#### [Exercise input]

PR #912, opened 2018-02-18
Fix gender add button

asbiin:
In these GET/POST request, the trailing slash makes the http server to respond with a 301 redirect.
This is because of this line in .htaccess: `RewriteRule ^(.*)/$ /$1 [L,R=301]`

docker image is not impacted because it has it own Redirect rules (for now).
app.monicahq.com is protected behind cloudflare, so maybe it's why it's working ?
heroku uses nginx, it might not be impacted as well ?
Other apps should be impacted ....


asbiin:
Should we fix this too ?
[routes.web.txt](https://github.com/monicahq/monica/files/1735850/routes.web.txt)

djaiss:
@asbiin excellent catch. We should probably fix the routes/web.php file as well indeed, but this could be done in a separate PR.

PR #950, opened 2018-02-28
Sentry config file: test if .git directory is present

### LINKED ISSUE #872: Ugly config
in config/sentry.php:
```
...
    // capture release as git sha
    'release' => trim(exec('git log --pretty="%h" -n1 HEAD')),
...
```
This is ugly. We don't want to publish .git directory in production, but this line is executed each time "php artisan" is called.
Is this still needed ?

asbiin:
This fixes #872.
If you run `php artisan config:cache` the command will be run once.

### DIFF
--- a/config/sentry.php
+++ b/config/sentry.php
@@ -4,7 +4,7 @@ return [
     'dsn' => env('SENTRY_DSN'),
 
     // capture release as git sha
-    'release' => trim(exec('git log --pretty="%h" -n1 HEAD')),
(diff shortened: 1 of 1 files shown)


asbiin:
@djaiss do you agree with this ?

asbiin:
[test]
capture
tests/Browser/screenshots/failure-test_it_displays_reminder_rules-0.png
[id:MRtGHJB6FcGJ7Ye]

djaiss:
Sentry is really specific to our hosted version, so it won't affect other instances.

That means we can assume that `php artisan config:cache` is indeed actually run, and therefore it will indeed be processed only once (actually each time we deploy a new version).

I think it's ok to do this.

PR #952, opened 2018-03-01
Optimizations for composer

asbiin:
Optimization for composer:
- Add apcu optimization
- Remove prefer-dist and optimize-autoloader from composer commands and documentation as it's already included in the composer.json file
- update composer.lock


asbiin:
[test]
capture
[id:AKBUhdvJvJ75WIp]

asbiin:
@djaiss I had to add symfony/translation dependency: was "v3.4.4", now "v3.4.5", because v4.0 is not compatbile with php 7.0 - The component is needed by jenssegers/date and nesbot/carbon.
Do we still want to support php 7.0 ?

djaiss:
@asbiin yes, we need to support exactly what Laravel supports. And they support 7.0.

PR #983, opened 2018-03-05
Require debugbar on dev only

barryvdh:
Remove debugbar from production, suggested to only install it on dev environments. Especially for personal information like this. (Eg. people who accidentally forget to disable DEBUG).

Also bumped to 3.x. ServiceProvider is no longer required because of the auto detecting of packages.


asbiin:
That's a good idea ! Thank you @barryvdh

PR #1041, opened 2018-03-23
Fixed usage of wrong success message when adding existing contact as …

DarkGigaByte:
…kid of someone


asbiin:
@DarkGigaByte thank you !

PR #1043, opened 2018-03-24
Fix called_at field in the Call object returned by the API

djaiss:


djaiss:
This will address https://github.com/monicahq/chandler/issues/129

PR #1064, opened 2018-03-27
New Crowdin translations

djaiss:
Enjoy!

PR #1065, opened 2018-03-27
German and French localization updates

jkbecker:
Found some gaps and errors in the German localization.

Sorry; I only realized the existence of Crowdin after the fact! Is this still mergeable?


jkbecker:
Should be merged after #1064

djaiss:
Thanks so much for your help! But... we can't merge it at all, since we use Crowdin now. If we do merge it, we'll have a lot of conflicts and we'll be out of sync :-(

Really sorry about this.

PR #1066, opened 2018-03-27
adding reference to Crowdin

jkbecker:
Hi @djaiss , following up on #1065 -- could we add this to the CONTRIBUTING page? I only knew about Crowdin after the fact, which is unfortunate. I'm sure this would make it clearer for future localization contributors.
What do you think?


djaiss:
Thanks so much for your help!

PR #1068, opened 2018-03-28
Use lang list instead of auto for lang-detector

asbiin:


asbiin:
Linked to https://github.com/vluzrmos/laravel-language-detector/issues/27

PR #1069, opened 2018-03-29
Fix i18n support

asbiin:
- Fix i18n quotation
- Add hreflang on links
- Fix lang list on settings which does not appear ! Bug introduced with #1068


asbiin:
[test]
capture
[id:mMjaaFvxXbEzfBl]

PR #1073, opened 2018-03-30
Order lastname and middlename parameters correctly for contact->setName call

HHErebus:
Hello hello,

I bumped into an issue on master when editing a contact, the order of parameters in ContactsController:243 (firstName, middleName, lastName) is different than in the function being called at Contact:729 (firstName, lastName, middleName = null), which results in an exception.

I have not added a test since the whole PR is literally swapping two parameters; I can add it if required, of course.

#### Before submitting the PR
- [ ] If you change the UI, make sure the user experience is consistent with the current interface.

#### Code-related tasks
- [ ] Impact on the seeders.
- [ ] Impact on the API.

- [ ] Impact on account export.
- [ ] Impact on importing data with `vCard` and `.csv` files.
- [ ] Impact on account reset and deletion.

#### Other tasks
- [ ] If it's relevant, add the documentation about your feature in the README file.
- [ ] Indicate `[wip]` in the title of the PR it is is not final yet. Remove `[wip]` when ready. Otherwise the PR will be considered complete and rejected if it's not working.

### DIFF
--- a/app/Http/Controllers/ContactsController.php
+++ b/app/Http/Controllers/ContactsController.php
@@ -240,7 +240,7 @@ class ContactsController extends Controller
                 ->withErrors($validator);
         }
 
-        if (! $contact->setName($request->input('firstname'), $request->input('lastname'), null)) {
+        if (! $contact->setName($request->input('firstname'), $request->input('lastname'))) {
             return back()
                 ->withInput()
                 ->withErrors('There has been a problem with saving the name.');
--- a/app/Http/Controllers/ContactsController.php
+++ b/app/Http/Controllers/ContactsController.php
@@ -240,7 +240,7 @@ class ContactsController extends Controller
                 ->withErrors($validator);
         }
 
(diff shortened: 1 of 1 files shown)


HHErebus:
Not quite sure what would be causing the failure of 2205.2, to be honest. I'll look into it during the weekend

app/Http/Controllers/ContactsController.php
```diff
@@ -240,7 +240,7 @@ public function update(Request $request, Contact $contact)
                 ->withErrors($validator);
         }
 
-        if (! $contact->setName($request->input('firstname'), null, $request->input('lastname'))) {
+        if (! $contact->setName($request->input('firstname'), $request->input('lastname'), null)) {
```
asbiin: We should remove the `null` value here, because the third parameter of `setName` is optionnal.

asbiin:
@HHErebus thank you !

PR #1092, opened 2018-04-02
Upgrade to laravel 5.6 [wip]

djaiss:
Warning:
* Laravel now requires `DB_TEST_HOST` in your .env file otherwise you won't be able to launch your tests.
* Monica now only supports PHP 7.1.3+.


djaiss:
@asbiin that's unfortunate.

djaiss:
@asbiin do we need this library?

asbiin:
@djaiss yes we do now, it is used to get code coverage when running browser tests. See https://github.com/monicahq/monica/blob/master/scripts/tests/server-cc.php
I'm doing some research so see what to do with it.

asbiin:
@djaiss I've forked the project and created a PR to update the dependency of matthiasnoback/live-code-coverage
Unfortunately, Laravel 5.6 is not compatible with php 7.0 anymore so we will need to remove travis run with php 7.0

djaiss:
@asbiin indeed, Laravel 5.6 needs PHP 7.1.3. We just follow what they require anyway, as we need to follow the framework.

asbiin:
[test]
capture
tests/Browser/screenshots/failure-Tests_Browser_Settings_MultiFAControllerTest_testBarCodeContent-0.png
[id:5BGnjQLX8ITZ4ul]

config/logging.php
```diff
@@ -0,0 +1,60 @@
...
+    |--------------------------------------------------------------------------
+    | Default Log Channel
+    |--------------------------------------------------------------------------
+    |
+    | This option defines the default log channel that gets used when writing
+    | messages to the logs. The name specified in this option should match
+    | one of the channels defined in the "channels" configuration array.
+    |
+    */
+    'default' => env('LOG_CHANNEL', 'stack'),
```
asbiin: Should not we use `env('LOG_CHANNEL', env('APP_LOG', 'stack'))` here for backward compatibility ?

PR #1103, opened 2018-04-04
Change some messages formulation

### LINKED ISSUE #1102: Activities list say "ate at his place", regardless of the gender of the person involved
Steps to reproduce:

1. Pick a person from https://app.monicahq.com/people. Open their profile.
2. Under "Activities", click "Add an Activity".
3. Look at the "Would you like to categorize this activity?" dropdown.

If I look at this for a contact whose gender is "Woman" (picked from the default list), I see the option _ate at his place_, which is wrong.

screen shot 2018-04-04 at 13 01 50

The person in question uses “she/her” pronouns, so this dropdown should change to match.

Even better would be to use a gender-neutral pronoun here (where the language allows) – consider the alternative _ate at their place_.

---

The code in question seems to have his/her variants, so it seems like a bug that the right one isn’t being selected here:

https://github.com/monicahq/monica/blob/18f63df9e59eb0e4238da1bee1853138c7f91e9f/resources/lang/en/people.php#L186-L187

And seems to be the only gendered phrase on a quick skim.

asbiin:
- Remove every quotes usages `'`, replaced by real apostrophe `’`
- Use en dash when it is usefull
- Use gender-neutral for 1 message – close #1102


asbiin:
[test]
capture
tests/Browser/screenshots/failure-Tests_BrowserFeature_UploadVCardTest_test_upload_vcard_is_accessible_from_add_contact_view-0.png
[id:BYfALrXSxZywhBQ]

asbiin:
[test]
capture
tests/Browser/screenshots/failure-Tests_BrowserFeature_UploadVCardTest_test_upload_vcard_is_accessible_from_add_contact_view-0.png
[id:NfBK6jZ57LQG21M]

Issue #743, opened 2018-01-02
Feature request: Let the user select a date for a journal entry.


Nebucatnetzer:
When a user adds a journal entry Monica uses the current date automatically without an option to select a custom date.
It would be nice to have an option to select a custom date because I often don't have time to write down an entry on the same day the event occurred.

djaiss:
@Nebucatnetzer completely agree on this one.

PR #1116, opened 2018-04-07
Add journal entry date

Dagolin:
Fixes : #743

- Add date entry in journal, save it to `journal_entries.date`
- Move `journalEntries` relationship from `Model App\Day` to `Trait Journalable`
- Do nothing to API and UnitTest since both of them are a little out-of-date and might require more extra works to update which not belongs to this issue.

It seems that there are three `Polymorphic Relations` entries, which are
 - `activities`   (date saved to date_it_happened)
 - `entries(journel use)` (date saved to journal_entries.date in this PR, )
 - `days` (date saved to date)

However,  when the entries are loaded in page like `Journal.index` the `created_at` is used instead of `date_it_happened or any other`, which might be very confusing if user input an activity with different date, I suggest that the date column should be in `pivot` table since it's likely an important field like title, but It's not part of this issue so I decide to leave it untouched.

image


djaiss:
> However, when the entries are loaded in page like Journal.index the created_at is used instead of date_it_happened or any other, which might be very confusing if user input an activity with different date, I suggest that the date column should be in pivot table since it's likely an important field like title, but It's not part of this issue so I decide to leave it untouched.

That's an excellent comment. This definitely should be improved.

Thanks for your work. I'm going to review it now.

djaiss:
@Dagolin awesome work!

Dagolin:
@djaiss Thanks for the merge!

PR #1160, opened 2018-04-13
Improve cache handling

asbiin:
Improve cache handling in .htaccess file


asbiin:
Not sure we want to include this in the htaccess

PR #1167, opened 2018-04-13
Added docker for development support

Mokto:
Allows to have a quick development environment.

`docker-compose -f docker-compose.dev.yml up --build`


.dockerignore
```diff
@@ -41,6 +41,5 @@ storage/framework/cache/*
 storage/framework/sessions/*
 storage/framework/views/*
 storage/logs/*
-tests/
```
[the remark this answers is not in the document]
Mokto: Got it ! But it is needed for composer vendors installation.

The main issue in my opinion is this line on the prod Dockerfile.
ADD . .

We should specify which files will be added to the project in the dockerfile, not in the dockerignore.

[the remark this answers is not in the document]
Mokto: I just added phpmyadmin + volumes + removed tests directory from prod dockerfile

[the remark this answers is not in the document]
asbiin: I agree with this. I've listed a specific files/dir list to make the tar.gz in here: https://github.com/monicahq/monica/blob/master/Makefile#L66

Dockerfile
```diff
@@ -46,6 +46,7 @@ WORKDIR /var/www/monica
 # copy system files into their proper homes, and set file ownership
 # correctly
 ADD . .
+RUN rm -rf tests
```
asbiin: Could you move this line in the next `RUN` block? to limit the instruction number.

Dockerfile.dev
```diff
@@ -0,0 +1,69 @@
...
+ADD .env.dev .env
+RUN chown -R monica:monica . && \
+    chgrp -R apache bootstrap/cache storage && \
+    chmod -R g+w bootstrap/cache storage && \
+    # Apache2 conf
+    cp scripts/docker/000-default.conf /etc/apache2/conf.d/; \
+    # Composer installation
+    scripts/docker/install-composer.sh; \
+    # Set crontab for schedules
+    echo '* * * * * /usr/bin/php /var/www/monica/artisan schedule:run' | crontab -u monica -; \
```
asbiin: I think crontab is not needed for the env docker image (but it's not a problem)

djaiss:
@Mokto have you seen @asbiin 's comments?

Dockerfile.dev
Mokto: Won't we ever use this ?

Dockerfile
Mokto: I'm not sure to understand why. 

Don't we use https://github.com/jwilder/docker-squash ?

.dockerignore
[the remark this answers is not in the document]
Mokto: What do you prefer ? I'm not really confident modifying the prod docker image TBH.

Mokto:
@djaiss done answering.

Dockerfile
Mokto: Or another similar tool

asbiin: @Mokto nope! I was not aware of this tool. Anyway, for this dev image, it doesn't really matter

Dockerfile.dev
asbiin: @Mokto I think in dev, the easiest way is to call `php artisan monica:schedule` with command line, by demand.

theomathieubhvr: Ok I'll remove it

Mokto: Ok I'll remove the crons

Mokto:
Done

PR #1168, opened 2018-04-14
Indicate age at death for deceased people #1099 [Ready for Review]

### LINKED ISSUE #1099: Indicate age at death for deceased people
Feedback from user:

For contacts who are deceased, wouldn’t it be better to indicate their age at death versus the age they would be if they were still alive?  As cool as it is to see what they would be, IMHO I think age at death is probably more useful.

turtles2:
This closes #1099 By changing the age to the age at death See Screenshot. 

screenshot from 2018-04-13 19-38-59


app/SpecialDate.php
```diff
@@ -217,4 +217,23 @@ public function setToContact(Contact $contact)
         $this->contact_id = $contact->id;
         $this->save();
     }
+
+    public function getDeathAge()
```
djaiss: Could you add a DocBlock for new methods?

app/SpecialDate.php
```diff
@@ -217,4 +217,23 @@ public function setToContact(Contact $contact)
...
+    {
+        if (is_null($this->date)) {
+            return;
+        }
+
+        if ($this->is_year_unknown) {
+            return;
+        }
+
+        $contact = Contact::findorfail($this->contact_id);
```
djaiss: `findOrFail`

djaiss: Dismiss last comment: you don't have to find the contact. You can access the contact by using `$this->contact` as they are linked with a `belongsTo` relationship.

app/SpecialDate.php
djaiss: Also, a better name would be `getAgeAtDeath()`

resources/views/people/_header.blade.php
```diff
@@ -27,10 +27,14 @@
...
           <h2 class="{{ \App\Helpers\LocaleHelper::getDirection() }}">
             {{ $contact->getCompleteName(auth()->user()->name_order) }}
-            @if ($contact->birthday_special_date_id)
+            @if ($contact->birthday_special_date_id && !($contact->is_dead))
               @if ($contact->birthdate->getAge())
                 <span class="ml3 light-silver f4">(<i class="fa fa-birthday-cake mr1"></i> {{ $contact->birthdate->getAge() }})</span>
               @endif
+            @elseif ($contact->is_dead)
+                @if (! is_null($contact->deceasedDate))
+                  <span class="ml3 light-silver f4">(Age at Death {{ $contact->deceasedDate->getDeathAge() }})</span>
```
djaiss: Multiple comments there:
- don't forget to add new translation keys instead of writing plain English in Blade files (by adding your string to `en/people.php` for instance).
- it's not obvious that you need to call the deceased date on the contact object to find out what the age at death was. I think it would be better to call a method on the contact itself, like `$contact->getAgeAtDeath()`. Then, this method can call a new method in the SpecialDate class to do the trick. That way, the Contact object doesn't care how it should get this age. It just knows that it has a method to do it for him.
- However, if you still want to use something like `$contact->deceasedDate->`, then you need another method, more generic, instead of the one you wrote. Carbon provides a `diffInYears` helper that you can probably use, like `$contact->deceasedDate->diffInYears($contact->birthdate)` or something.

The last two options work and I have no real preference for any of them.

djaiss:
Thanks @turtles2 for your patience!

I'm going to merge this after my work day today.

#### [Problem to work on]
Print, without alteration, only the lines above between the one holding "Should be merged after #1064" and the one holding "- Add hreflang on links", inclusive.

#### [Output]
Should be merged after #1064

djaiss:
Thanks so much for your help! But... we can't merge it at all, since we use Crowdin now. If we do merge it, we'll have a lot of conflicts and we'll be out of sync :-(

Really sorry about this.

PR #1066, opened 2018-03-27
adding reference to Crowdin

jkbecker:
Hi @djaiss , following up on #1065 -- could we add this to the CONTRIBUTING page? I only knew about Crowdin after the fact, which is unfortunate. I'm sure this would make it clearer for future localization contributors.
What do you think?


djaiss:
Thanks so much for your help!

PR #1068, opened 2018-03-28
Use lang list instead of auto for lang-detector

asbiin:


asbiin:
Linked to https://github.com/vluzrmos/laravel-language-detector/issues/27

PR #1069, opened 2018-03-29
Fix i18n support

asbiin:
- Fix i18n quotation
- Add hreflang on links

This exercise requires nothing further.